Nun habe ich eine Lightning Z, welche drei 8 Pin Stromabschlüssse braucht.

Zwei davon habe ich mit einem 2x8 Pin PCIe Kabel, welches dem Netzteil beilag verbunden. 

Jetzt wollte ich wissen, ob es möglich ist, einfach aus einem weiteten 2x8 Pin PCIe Kabel (welches dem Netzteil beiligt)  einen 8Pin Strang zu entfernen, um damit den letzten Stromanschluss meiner Graka zu bedienen, ohne das ein Strang ungenutzt ist.Ich habe entsprechendes Werkzeug von Lamptron hier.

Kann dich das in einer Form nachteilig auf meine Hardware ( Netzteil oder Grafikkarte) auswirken?  

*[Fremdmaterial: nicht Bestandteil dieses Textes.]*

PR #378, opened 2016-06-01
Extend default threshold for CostMatrix.

dnesbitt61:
Also protect against failure to break out of loop - set a max number of iterations and log an error if this is reached.

### DIFF
--- a/src/thor/costmatrix.cc
+++ b/src/thor/costmatrix.cc
@@ -9,6 +9,7 @@ using namespace valhalla::sif;
 namespace {
 
 constexpr int kExtendSearchThreshold = 250;
+constexpr uint32_t kMaxMatrixIterations = 2000000;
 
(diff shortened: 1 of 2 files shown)


src/thor/costmatrix.cc
```diff
@@ -137,6 +138,13 @@ std::vector<TimeDistance> CostMatrix::SourceToTarget(
       LOG_INFO("SourceToTarget iterations: n = " + std::to_string(n));
       break;
     }
+
+    // Protect against edge cases that may lead to never breaking out of
+    // this loop. This should never occur but lets make sure.
+    if (n >= kMaxMatrixIterations) {
+      LOG_ERROR("Break out of CostMatrix::SourceToTraget loop: Exceeded max iterations");
```
kevinkreiser: should we maybe throw here so the service and other things calling this can catch the error and report it back to the user?

PR #383, opened 2016-06-02
Updates to EdgeLabel

dnesbitt61:
Prior transit stop does not work as an index (as same index can be used in different tiles) so use a GraphId instead. Update logic in multi-modal to use the node's GraphId for the transit stop. Also change terminology to path_distance (vs. walking_distance) for uses outside of multimodal.

This relies on sif changes.


gknisely:
:+1:

PR #386, opened 2016-06-13
Do not reserve EdgeLabels in PathAlgorithm

dnesbitt61:
This constructor is used in TimeDistanceMatrix. Both PathAlgorithm and TimeDistanceMatrix have been largely replaced by BidirectionalAstar and CostMatrix. No sense allocating this memory (which exists in some persistent objects in thor service.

Edit: auf dem Foto ist so ein Stecker, welcher in den PCIe Steckplatz des Netzteils kommt. 6 Pins sind jeweils ein Strang, welcher zu einem 8Pin Stromanschluss zur Grakfikarte geht.

Mit freundlichen Grüßen.


----------



## EyRaptor (15. Oktober 2017)

Da ich auch ein DDP besitze, habe ich mir da auch schon Gedanken darüber gemacht.
Configurator | CableMod Global Store evtl. ist die Cablemod konfiguration die passende Lösung.

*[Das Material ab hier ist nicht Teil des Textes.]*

PR #387, opened 2016-06-13
conform to refactor of connectivity map and path location

kevinkreiser:
this goes along with valhalla/baldr#254

### DIFF
--- a/src/thor/trippathbuilder.cc
+++ b/src/thor/trippathbuilder.cc
@@ -330,6 +330,7 @@ TripPath TripPathBuilder::Build(GraphReader& graphreader,
       end_pct = e.dist;
       end_sos = e.sos;
       end_vrt = e.projected;
+      break;
     }
   }
   // Set the destination side of street, if one exists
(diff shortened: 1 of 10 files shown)


dnesbitt61:
I like the methods for end_node and begin_node. Getting the "vertex" is a little klunky, but OK.
:shipit:

kevinkreiser:
indeed it does seem clunky but i figure once loki starts passing back results where the projected point changes (depending on island or matching score) then we'll need to think about how that affects the heuristic and come up with a proper way to handle multiple possible starts/goals

src/thor/trippathbuilder.cc
```diff
@@ -306,38 +306,36 @@ TripPath TripPathBuilder::Build(GraphReader& graphreader,
...
     }
   }
   // Set the destination side of street, if one exists
   if (end_sos != PathLocation::SideOfStreet::NONE)
     tp_dest->set_side_of_street(GetTripPathSideOfStreet(end_sos));
 
-  // Special case - destination is at a node - end percent is 1
-  if (dest.IsNode()) {
-    end_pct = 1.0f;
-  }
```
kevinkreiser: this seemed redundant, anyone know why its in there?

Da hat es folgende Optionen:
Dual 6+2 Pin PCIe
Dual 8 Pin PCIe
8 + 6 Pin PCIe
6 Pin PCIe
8 Pin PCIe <- Das sollte eigentlich funktionieren

Die Käbel werden da auch extra an die jeweiligen power Ausgänge des ausgewählten Netzteils angepasst.


----------



## Rotkaeppchen (15. Oktober 2017)

Ich verstehe das Problem nicht. Du hast am Netzteil sechs PCIe Kabelstränge und benötigst drei davon. Es ist nicht so schön, weil es Doppelstränge sind.


----------



## Repsoler (15. Oktober 2017)

EyRaptor schrieb:


> Da ich auch ein DDP besitze, habe ich mir da auch schon Gedanken darüber gemacht.
> Configurator | CableMod Global Store evtl. ist die Cablemod konfiguration die passende Lösung.
> 
> Da hat es folgende Optionen:
> ...




Habe ich mir auch angeschaut. Kosten mit Fracht jedoch über 70 Dollar -.- 
Viel Geld für ein paar Kabel.



interessierterUser schrieb:


> Ich verstehe das Problem nicht. Du hast am Netzteil sechs PCIe Kabelstränge und benötigst drei davon. Es ist nicht so schön, weil es Doppelstränge sind.



Richtig. Einer Würde dann einfach ungenutzt rum baumeln. Einen doppelten habe ich verbaut und einen einzelnen würde ich brauchen. Deswegen die die Frage, ob es möglich wäre einen Strang aus einem 2×8Pin PCIe zu entfernen.


----------



## Threshold (15. Oktober 2017)

Ja, einer liegt dann eben tot im Case -- das ist leider so bei den Doppelstrang Kabeln.
Denk auch daran, dass die zwei 8 Pin, die du schon dran hast an der Karte, von einer Rail kommen.
Es ist also sowieso nicht verkehrt, den dritten Anschluss von der zweiten Rail speisen zu lassen.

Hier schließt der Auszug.